Saxophone, being a wind instrument was a bad choice. I can definitely tell which student was blowing when hearing a note.
But your analogy remains solid if you substitute e.g. a piano and a reasonably proficient player. A single note would be nearly indistinguishable between players... But a full piece most certainly will sound different.
A poor B is still a B fingering and the sax is supposed to play a B every time. Missing it is human error, not tool error.
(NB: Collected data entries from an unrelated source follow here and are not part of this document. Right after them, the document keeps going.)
PR #13003, opened 2026-07-20
Route Mistral API key autodetection through this.fetch

devYRPauli:
## Description

`Mistral.autodetectApiKeyType()` calls the global `fetch` directly:

```ts
const mistralResp = await fetch("https://api.mistral.ai/v1/models", {
```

I can pick up an alto sax, a clarinet, etc. any time, anywhere, and expect the same fingerings to work every time. My individual skill or mistakes or peculiarities of each build are not what is relevant here.
LLM’s do not operate consistently and make their own errors while we argue about which incantation makes it less inconsistent, knowing it will never actually perform as expected.
I played woodwinds regularly for 15 years so I feel fine with my example.
While I agree with you, I think it's diverging from the initial point.
The original take was "LLMs are very much like playing an instrument". I think they are very much NOT like playing an instrument.
While different musicians will produce different results, one musician won't get drastically different results on different days or when trying a different "copy" of the same instrument. If you can play the violin on your violin and I lend you my violin, you will still be able to play very consistently. You may argue that the sound will differ and you will have to adapt slightly, but that's not remotely similar to the randomness coming from LLMs.